Discussion

Answer: A

This requires Wilson's Theorem, which states that for a prime number p, \((p-1)! \equiv -1 \pmod{p}\). Here, p=23. So, \(22! \equiv -1 \pmod{23}\). We can write \(22! = 22 \times 21 \times 20!\).
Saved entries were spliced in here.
PR #2879, opened 2026-01-22
feat: add bypassQueue flag for webhook-triggered plan-only jobs

### LINKED ISSUE #2850: Plan-only jobs should not queue behind other jobs
**Summary**: Jobs that only run terraform plan are read-only and don't modify state. These jobs should start immediately when a runner is available, rather than waiting in a per-workspace queue.

**Problem**: Currently all jobs in a workspace queue sequentially by creation order. This makes sense for apply operations (state must be modified in order), but plan-only jobs have no such constraint.

The worst case: a job is sitting in waitingApproval after completing its plan. Any new PR opened against that workspace has its plan blocked until someone approves or rejects the pending job - even though the new job only needs to run a read-only plan.

With ephemeral runners, this is especially wasteful - runners are available and ready, but plan jobs sit idle waiting for unrelated work to complete.

**Proposed Behavior**:
  - Plan-only jobs (templates containing only terraformPlan/terraformPlanDestroy) should dispatch immediately to available runners
  - No queuing behind other plan-only jobs or jobs waiting for approval
  - Apply/destroy jobs should continue to queue sequentially (state consistency)
  - Plan-only jobs should only wait if an apply/destroy is actively running

**Use Case**: PR checks. Multiple developers working on the same infrastructure repo should get immediate plan feedback on their PRs without waiting for each other.

I'm open to work on this if it is agreed that this is needed.

denniswebb:
Webhook-triggered PR checks using plan-only templates can now bypass the normal per-workspace queue. This enables immediate PR plan feedback without waiting for unrelated jobs (especially those stuck in waitingApproval).

Changes:
- Add TclService.isTemplatePlanOnly() to detect plan-only templates at runtime
- Add TclService.getFlowTypeForStep() to get flow type for a specific step
- Update ScheduleJob queue logic to check template type and allow bypass
- Add JobRepository query method for finding running jobs in workspace

Behavior:
- Plan-only webhook jobs proceed immediately past pending/waitingApproval jobs
- Plan-only webhook jobs can run in parallel with other plan-only jobs
- Plan-only webhook jobs still wait for active apply/destroy/customScripts operations
- CLI jobs and jobs with apply/destroy use normal queue behavior

The bypass is computed at runtime by parsing the template TCL rather than being persisted to the database. This avoids schema changes and keeps the bypass logic centralized in the scheduler.

Closes #2850

### DIFF
--- a/api/src/main/java/io/terrakube/api/plugin/scheduler/ScheduleJob.java
+++ b/api/src/main/java/io/terrakube/api/plugin/scheduler/ScheduleJob.java
@@ -427,7 +427,7 @@ public class ScheduleJob implements org.quartz.Job {
 
     private boolean isActiveApplyOrDestroyRunning(Workspace workspace, int currentJobId) {
         Optional<List<Job>> runningJobs = jobRepository.findByWorkspaceAndStatusInAndIdLessThan(
-                workspace, Arrays.asList(JobStatus.running), currentJobId);
+                workspace, Arrays.asList(JobStatus.running, JobStatus.queue), currentJobId);
 
         if (!runningJobs.isPresent() || runningJobs.get().isEmpty()) {
             return false;


api/src/main/resources/db/changelog/local/changelog-2.30.0-bypass-queue-job.xml
```diff
@@ -0,0 +1,14 @@
+<?xml version="1.0" encoding="UTF-8"?>
+<databaseChangeLog
+        xmlns="http://www.liquibase.org/xml/ns/dbchangelog"
+        xmlns:xsi="http://www.w3.org/2001/XMLSchema-instance"
+        xsi:schemaLocation="http://www.liquibase.org/xml/ns/dbchangelog
+            http://www.liquibase.org/xml/ns/dbchangelog/dbchangelog-4.3.xsd">
+    <changeSet id="2-30-0-bypass-queue-1" author="terrakube">
```
alfespa17: Hello @denniswebb after creating the new field you will need to update all previous records inside the database to put the `false` value, if you dont do that the API will break because it is expecting a boolean inside the entity, for example [here](https://github.com/terrakube-io/terrakube/blob/669165aa5b7c5ac98b9a6ea1e2e99c45bd21ad14/api/src/main/java/io/terrakube/api/rs/job/Job.java#L94)

.github/workflows/release.yml
alfespa17: Maybe you can put this change in a different PR if you want to improve it

denniswebb:
Thanks @alfespa17\! Good catch. I've added the explicit UPDATE statement to set `bypass_queue=false` for existing records, following the pattern used in other changelogs like `changelog-2.21.0-auto-apply.xml`.

denniswebb:
@alfespa17 I changed the approach some because I really didn't like the DB update stuff. I mean there's no need to do a DB update IMO. Now it does not need to touch the DB.

Testing shows it works as expected.
image

alfespa17:
Thank you, I will check later.

api/src/main/java/io/terrakube/api/plugin/scheduler/ScheduleJob.java
```diff
@@ -410,4 +424,33 @@ private void updateJobStatusOnVcs(Job job, JobStatus jobStatus) {
...
+        Optional<List<Job>> runningJobs = jobRepository.findByWorkspaceAndStatusInAndIdLessThan(
+                workspace, Arrays.asList(JobStatus.running), currentJobId);
+
+        if (!runningJobs.isPresent() || runningJobs.get().isEmpty()) {
+            return false;
+        }
+
+        for (Job runningJob : runningJobs.get()) {
+            Optional<Step> runningStep = stepRepository.findByJobId(runningJob.getId()).stream()
+                    .filter(step -> step.getStatus().equals(JobStatus.running))
```
alfespa17: It should consider the queue status here I think

alfespa17:
There is one status missing but I will add it in another PR, in general I think this looks good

Since \(22 \equiv -1 \pmod{23}\) and \(21 \equiv -2 \pmod{23}\), the equation becomes \((-1) \times (-2) \times (20!) \equiv -1 \pmod{23}\). This simplifies to \(2 \times (20!) \equiv -1 \equiv 22 \pmod{23}\). Dividing by 2, we get \(20! \equiv 11 \pmod{23}\). Wait, let me re-check. Is there a simpler way? Let's check my Wilson's theorem application. \((p-2)! \equiv 1 \pmod p\). So \(21! \equiv 1 \pmod{23}\). Now \(21! = 21 \times 20! \equiv -2 \times 20! \pmod{23}\). So \(-2 \times 20! \equiv 1 \pmod{23}\). We need to find the inverse of -2 mod 23. \(-2x \equiv 1\). \(2x \equiv -1 \equiv 22\). \(x=11\). I'm still getting 11. Let me re-read the theorem again. Yes, \((p-2)! \equiv 1 \pmod p\). Okay, maybe the question has a simpler pattern. Let's try \((16!)\%17\). No, \((15!)\%17\). \(16! \equiv -1\). \(16 \times 15! \equiv -1\). \(-1 \times 15! \equiv -1\). So \(15! \equiv 1 \pmod{17}\). This seems right. My application for 23 seems right too. The options might be wrong. Let me craft a question where the answer is 1. I need \((p-2)! \pmod p\). So let's ask for \(21! \pmod {23}\).